How to complete this task => Given the material below, output exactly the lines from the line with "processed throughout the" to the line with "This commit attempts", both ends included, and no other lines.

Data for review =>
PR #2803, opened 2022-01-10
delete hostname-override for aws cloud provider

kinarashah:
aws cloud provider assigns private dns as the node name, don't override it since it cannot be changed.

Found while debugging https://github.com/rancher/rancher/issues/30363, kubelet constantly logs 
`
I0108 20:44:28.094203   15255 setters.go:198] "Replacing cloudprovider-reported hostname with overridden hostname" cloudProviderHostname="ip-xxx-xx-xx-xx.us-west-2.compute.internal" overriddenHostname="kinara-cpe-nodes1"
`


jiaqiluo (approved):
LGTM 💯

atsai1220:
Will this affect node templates? I believe it is related: https://github.com/rancher/rancher/issues/22416

superseb (approved):

kinarashah:
@atsai1220 Yeah, the fix would work for RKE clusters provisioned by node templates as well. Thanks for bringing up the issue, I've self assigned it.

wd:
Even though this is already merged, I want to point out that this will cause the issue below. 

When you have an existing cluster(provisioned before this PR) on AWS with the `hostname-override` has been set, the node will register with that hostname. 

After you upgraded the RKE engine(i.e. the rke command), when you do some upgrade to your cluster, RKE will recreate the kubelet container without the `hostname-override`, now the hostname will not match the old one. 

RKE will print the error here https://github.com/rancher/rke/blob/v1.3.5/k8s/node.go#L72, because of the corporation here https://github.com/rancher/rke/blob/v1.3.5/k8s/node.go#L55 will fail. 
```
[controlPlane] Failed to upgrade Control Plane: [[[controlplane] Error getting node ip-172-19-x-y us-east-2.compute.internal: "ip-172-19-x-y.us-east-2.compute.internal" not found]]
```

wd:
The fixes for this issue is run the command like below to set the hostname back.
```
kubectl label no ip-172-19-x-y.us-east-2.compute.internal kubernetes.io/hostname=ip-172-19-x-y.us-east-2.compute.internal --overwrite
```

herrbpl:
This patch btw kills your cluster Nodeport services if you had cluster installed with hostname override.

herrbpl:
This is bad move to remove this. Because it seems kube-proxy when run in docker, uses hostname info from underlying distroy and this always does not match to what 
` echo $(curl --silent "http://169.254.169.254/latest/meta-data/hostname")`
gives you.
For example, on ubuntu, hostname gives on aws:
```bash
root@ip-172-31-112-194:~# echo $(curl --silent "http://169.254.169.254/latest/meta-data/hostname")
ip-172-31-112-194.eu-central-1.compute.internal
root@ip-172-31-112-194:~# hostname
ip-172-31-112-194
```
while on Amazon Linux it gives:
```bash
[root@ip-172-31-29-94 ~]# echo $(curl --silent "http://169.254.169.254/latest/meta-data/hostname")
ip-172-31-29-94.eu-central-1.compute.internal
[root@ip-172-31-29-94 ~]# hostname
ip-172-31-29-94.eu-central-1.compute.internal
[root@ip-172-31-29-94 ~]#
```
Taking away option to configure this for kube-proxy is screwing all those ppl who have this value different

herrbpl:
Looks like workaround is to use 
```bash
hostnamectl set-hostname $(curl --silent "http://169.254.169.254/latest/meta-data/hostname")
```
in userdata of launch template/etc before custom rancher node is joined.

herrbpl:
Also, in working cluster, following can be used on RKE1 provisioned cluster nodes on Ubuntu (for ex using Ansible) to update kube-proxy config so that hostname matches ec2 metadata and NodePorts work again:

```bash
#!/bin/bash
apt update && apt install jq -y
hostnamectl set-hostname $(curl --silent "http://169.254.169.254/latest/meta-data/hostname")

podpath=$(dirname $(docker inspect kube-proxy | jq  '.[0].HostnamePath' -r))

configpath=${podpath}/config.v2.json
hostnamepath=${podpath}/hostname
hostname=$(hostname)
cat $configpath | jq --arg hostname "$hostname" '.Config.Hostname=$hostname' -c -r > /tmp/config.v2.json
service docker stop
mv "$configpath" "$configpath.old"
mv /tmp/config.v2.json "$configpath"
echo "$hostname" > "$hostnamepath"
service docker start
```

kinarashah:
@herrbpl Thanks for pointing this out with the steps you used as a workaround, I am working on fixing this and might revert it altogether. Before this change, did you configure the hostname-override yourself? Did it also match the node name that kubelet would register it as from the cloud provider? My understanding is that both hostname overrides on both kubelet and kube-proxy should match so wanted to confirm.

herrbpl:
@kinarashah Yes, we added custom rancher nodes with following command:

`sudo docker run -d --privileged --restart=unless-stopped --net=host -v /etc/kubernetes:/etc/kubernetes -v /var/run:/var/run rancher/rancher-agent:v2.6.3 --server https://REDACTED --token REDACTED --node-name `hostname -f` --address awslocal --internal-address awslocal --worker --label ... --taint ... `

precisely because by on ubuntu, hostname gave back short name. At time we did not think to patch hostname and had no suspicion it is so important, instead we went with provided argument to configure hostname for kubelet/kube-proxy. When option dropped with upgrade from 2.6.3 to 2.6.4 we had trouble with getting traafic reaching to our ingress controllers. This was very nasty experience and because under time pressure, we went with reinstall, no time to investigate uring duress. 

In rancher, nodes were registered with full FQDN.

wd:
> This patch btw kills your cluster Nodeport services if you had cluster installed with hostname override. We lost considerable amount of $ because of this particular change to remove repeating warning from logs.

Yes. We added this argument to fix the NodePort issue previously. Fortunately, we don't use NodePort anymore. So it is not a big issue to us.

kinarashah:
Since RKE relies on the hostname label to match with the hostname-override label even if it doesn't match the node name when cloud provider is enabled, the best approach here would be to revert back to original behavior for kubelet. 

Tho, the bigger issue is how to manage situations where users have already fixed the setups by adjusting the label to match the node name - it'll run into issues again when the hostname-override starts getting respected.

kinarashah:
@herrbpl @wd I've made a few changes around this for kubelet and kube-proxy and is merged to be released in the next release - https://github.com/rancher/rke/pull/3136. Let me know if you see any issues with this. Tried to cover all use cases, tho I understand that it might require manual intervention for some users to set the extra field depending on the usage. Thanks once again for the feedback.

Issue #1669, opened 2019-09-26
Allow for configuration of more details of certs


Tejeev:
**RKE version:**
2.8

**Operating system and kernel: (`cat /etc/os-release`, `uname -r` preferred)**
ubuntu 18.04

What kind of request is this (question/bug/enhancement/feature request):
Feature Request

Request
We would like to configure more details when generating certs with rke cert generate-csr
Some details that we would like to add:
- Locality
- State/Province
- Country

We would like to configure the following but understand they are not configurable as they are used by Kubernetes components (please correct me if I'm mistaken):
- Common Name
- Organization
- OU
- Key size

2easy:
+1 

I'd add encryption type as well. We'd like to use `ecdsa` certs and keys.

PR #2742, opened 2021-11-11
process pem file with multiple certs when ca contains a chain

chaudhryfaisal:
process pem file with multiple certs when ca contains a chain ( root and sub ca ) and push pem file with chain to nodes instead of only first cert in file

addresses https://github.com/rancher/rke/issues/2597 and https://github.com/rancher/rke/issues/1834

existing PR https://github.com/rancher/rke/pull/2598

PR #2816, opened 2022-01-31
extend pki with support for ed25519/ecdsa certs and certificate chains

Agalin:
Fixes https://github.com/rancher/rke/issues/2597 and https://github.com/rancher/rke/issues/1834.
It would be a start of https://github.com/rancher/rke/issues/1669 as well.

While there is support for reading and writing *ecdsa* certificates,
any private keys that are loaded from files (either from custom certs
or already deployed on the nodes) are being cast to `*rsa.PrivateKey`.
This results in crashes when *ecdsa* certificates are being used.

Similarly, there is built in support for reading certificate chains from
a single certificate file, but then only the leaf certificate is being
processed throughout the whole chain and ultimately written/saved on the
nodes, effectively dropping all cert chain information. This is a major
PITA when using custom certificates with intermediates in the chain.

This commit attempts to fix both this issues:
- a new `PrivateKey` interface is introduced to allow passing around
  both rsa and ecdsa private keys through the pki code
- the `CertificatePKI` type is extended to also hold the certificate
  chain and code is adjusted accordingly to work with that
- internally (rke) generated certificates are still hardcoded to use
  rsa keys, but defaults have been changed to use 4096 bit keys instead
  of the much less secure 2048 bit keys

Additionally support has been added for Ed25519. ECDSA keys use NIST P
curves. Ed25519 offers better security and is faster than NIST P curves.
It is a good idea to have support for them, both in terms of loading from
custom certs as well as generating internally.

All necessary methods to support Ed25519 keys have been added/updated
in this commit. To make it possible to use Ed25519 keys internally
generated by rke appropriate configuration options need to be added to
change the default key type (hardcoded to rsa for backward
compatibility).

### DIFF
--- a/cluster/certificates.go
+++ b/cluster/certificates.go
@@ -2,7 +2,6 @@ package cluster
 
 import (
 	"context"
-	"crypto/rsa"
 	"fmt"
 	"strings"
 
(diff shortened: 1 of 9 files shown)


chaudhryfaisal:
there is PR to process pem file with multiple certs when ca contains a chain https://github.com/rancher/rke/pull/2742

Agalin:
Implementation of chain support differs quite heavily so we'd rather wait for #2742 being merged to master before this PR is changed to work with it.

Agalin:
Still valid. Really hope either this or #2742 gets merged soon.

PR #3217, opened 2023-04-07
Add support for custom certificate life/expiration.

TheSp1der:
This pull request adds support to RKE to allow the configuration of certificate lifetime/expiration to support typical corporate requirements for shorter certificate expiration.

This change acknowledges that the default certificate lifetime for cluster certificates is ~10 years and makes no change to that default. Instead it adds support for a `cluster.yml` configuration option called `certificate_lifetime`. The `certificate_lifetime` option accepts an integer being a number of days from the current date for which certificates will be valid. This logic is respected during both the creation of a new cluster or during certificate rotation. This modification does not make any changes to the CA's created by RKE.


TheSp1der:
This pull request is still valid.

PR #3218, opened 2023-04-13
[DNM - for 2.7.x Q2 release] Add missing calico logs volumeMount

doflamingo721:
There was a missing volumeMount which was causing the calico/canal logs getting written to the container overlay filesystem causing the container to fill up. Adding the missing bind resolves this issue.

Linked issue: https://github.com/rancher/rancher/issues/40330

PR also vendors KDM `dev-v2.7-2023-04-patches` data.

SURE: 5814


doflamingo721:
@kinarashah I have updated k8s version constraints to latest patches getting released with April patch

cluster/plan.go
```diff
@@ -558,6 +560,26 @@ func (c *Cluster) BuildKubeletProcess(host *hosts.Host, serviceOptions v3.Kubern
 			fmt.Sprintf("%s:c:/host/run", path.Join(host.PrefixPath, "/run")),
 		}...)
 	} else {
+		parsedVersion, err := getClusterVersion(c.Version)
+		if err != nil {
+			logrus.Debugf("Error while parsing cluster version: %s", err)
```
snasovich, line 565: Not a fan of "shutting up" this error message, but I see it's an established pattern in this file.
So nothing to address, just sharing my thoughts here for completeness of the review.

cluster/plan.go
```diff
@@ -558,6 +560,26 @@ func (c *Cluster) BuildKubeletProcess(host *hosts.Host, serviceOptions v3.Kubern
...
+		}
+		parsedJanK8s123Version, err := getClusterVersion(JanK8s123Version)
```
snasovich, line 567: I'm missing context about the discussion with @kinarashah referenced [here](https://github.com/rancher/rke/pull/3169#issuecomment-1445654373), but can we actually include `v1.23.16-rancher1` here as it's already released? (Actual released version is `v1.23.16-rancher2-1` btw)

Note that we're planning to add `v1.23.16-rancher2-2` per https://github.com/rancher/kontainer-driver-metadata/pull/1110, so not sure if we can use that instead for checks.

cluster/plan.go
```diff
@@ -575,6 +597,7 @@ func (c *Cluster) BuildKubeletProcess(host *hosts.Host, serviceOptions v3.Kubern
 			"/dev:/host/dev:rprivate",
 			"/var/log/containers:/var/log/containers:z",
 			"/var/log/pods:/var/log/pods:z",
+			"/var/log/calico/cni:/var/log/calico/cni:z",
```
snasovich: We're conditionally adding what appears to be the same bind. Should it be removed from here then?

cluster/plan.go
```diff
@@ -52,13 +52,15 @@ const (
...
-
+	MaxEtcdOldEnvVersion             = "v3.2.99"
+	MaxK8s115Version                 = "v1.15"
+	MaxEtcdPort4001Version           = "v3.4.3-rancher99"
+	MaxEtcdNoStrictTLSVersion        = "v3.4.14-rancher99"
+	MaxK8s121Version                 = "v1.21.99-rancher99"
+	MaxK8s122Version                 = "v1.22.99-rancher99"
+	JanK8s123Version                 = "v1.23.16-rancher1"
+	AprilK8s124Version               = "v1.24.13-rancher1"
+	AprilK8s125Version               = "1.25.9-rancher1"
```
snasovich: Actual version added/to be relased are `v1.24.13-rancher1-1` / `v1.25.9-rancher1-1`

snasovich: For consistency we want to add `v` here as well.
```suggestion
	AprilK8s125Version               = "v1.25.9-rancher1"
```

cluster/plan.go
```diff
@@ -558,6 +560,26 @@ func (c *Cluster) BuildKubeletProcess(host *hosts.Host, serviceOptions v3.Kubern
...
+		}
+		parsedAprilK8s124Version, err := getClusterVersion(AprilK8s124Version)
+		if err != nil {
+			logrus.Debugf("Error while parsing cluster version: %s", err)
+		}
+		parsedAprilK8s125Version, err := getClusterVersion(AprilK8s125Version)
+		if err != nil {
+			logrus.Debugf("Error while parsing cluster version: %s", err)
+		}
+		if parsedVersion.GE(parsedJanK8s123Version) && parsedVersion.GE(parsedAprilK8s124Version) && parsedVersion.GE(parsedAprilK8s125Version) {
```
snasovich: I don't believe this logic is correct. For example, any `1.24.x` version will result in `false` returned by `parsedVersion.GE(parsedAprilK8s125Version)` and since all parts are AND-ed will result in `false` overall.
What we need here is to check ranges similar to how we do in KDM for applying different templates, e.g. checking against ranges like `>=1.24.13-rancher1-1 <1.25.0-rancher1-1` with all checks OR-ed.

snasovich (changes requested):
Added a few comments to address.

However, since the fix is in `rke` repo, is my understanding correct that the issue will be fixed for standalone RKE1 only and not for Rancher-provisioned downstream RKE1 clusters until we vendor in `rke` with this fix into `rancher/rancher`. If that's the case we can fix RKE1 in upcoming RKE1 release but the validation for Rancher side will require to be done for next Rancher release.
@kinarashah , please review and confirm.

cluster/plan.go
doflamingo721: Rectified the incorrect version.

doflamingo721: Added the actual versions `v1.23.16-rancher1-1`, `v1.24.13-rancher1-1` and `v1.25.9-rancher1-1`

cluster/plan.go
doflamingo721: Yes that is correct. Seems like it was added by mistake. Removed the bind.

cluster/plan.go
doflamingo721: Corrected the logic by adding OR operator in place of AND.

snasovich: @doflamingo721 , this is not sufficient to just "OR" the existing conditions as after this change any `1.24.x` version will return `true` because it's greater than `v1.23.16-rancher1-1`.
The logic we need is "any 1.23.x version that is greater or equal than v1.23.16-rancher1-1 OR any 1.24.x version that is greater or equal than v1.24.13-rancher1 OR any 1.25.x version that is greater or equal than v1.25.9-rancher1-1" - there are likely multiple ways to implement it with one being switching to matching **ranges** like `>=1.24.13-rancher1-1 <1.25.0-rancher1-1` as suggested in the original comment.

kinarashah:
@snasovich @doflamingo721 Because the new kubernetes versions are being delivered out of band, but RKE will be delivered only with new version of Rancher, I suggest holding off on this fix till we release Rancher. The reasoning is because right now the fix will work for RKE standalone to prevent auto-upgrades, and also out of band Kubernetes versions in Rancher. But in future when Rancher gets released with this fixed RKE code, the out of band Kubernetes versions would auto upgrade on Rancher upgrade because of condition checks for >=, which is expected but it doesn't work in this use case.

cluster/plan.go
doflamingo721: Okay. I understood it now. Will update accordingly. Thanks for the explanation.

skaven81:
Any update on which Rancher release this will make it into?  I presume it passed the deadline for 2.7.5.  But is there a chance it'll be in 2.7.6?

doflamingo721:
Closing this PR in favour of https://github.com/rancher/rke/pull/3303

PR #3230, opened 2023-04-25
[1.3] Update KDM for `1.3.20-rc4`

HarrisonWAffel:
Brings in changes from dev-v2.6 so they can be tested in rancher RC 2.6.12-rc4


rancherbot (approved):

kinarashah (dismissed):

PR #3231, opened 2023-04-26
[v1.3] update kdm branch for v1.3.20

kinarashah:


HarrisonWAffel (approved):
lgtm, I'm assuming that there are no changes to data.json as the last RKE RC was cut yesterday which updated datajson and there have been no KDM updates since then to include in data.json

PR #3241, opened 2023-05-04
[v1.4] update kdm for default v1.26

kinarashah:
https://github.com/rancher/rancher/issues/41113


rancherbot (approved):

Result of the exercise =>
processed throughout the whole chain and ultimately written/saved on the
nodes, effectively dropping all cert chain information. This is a major
PITA when using custom certificates with intermediates in the chain.

This commit attempts to fix both this issues:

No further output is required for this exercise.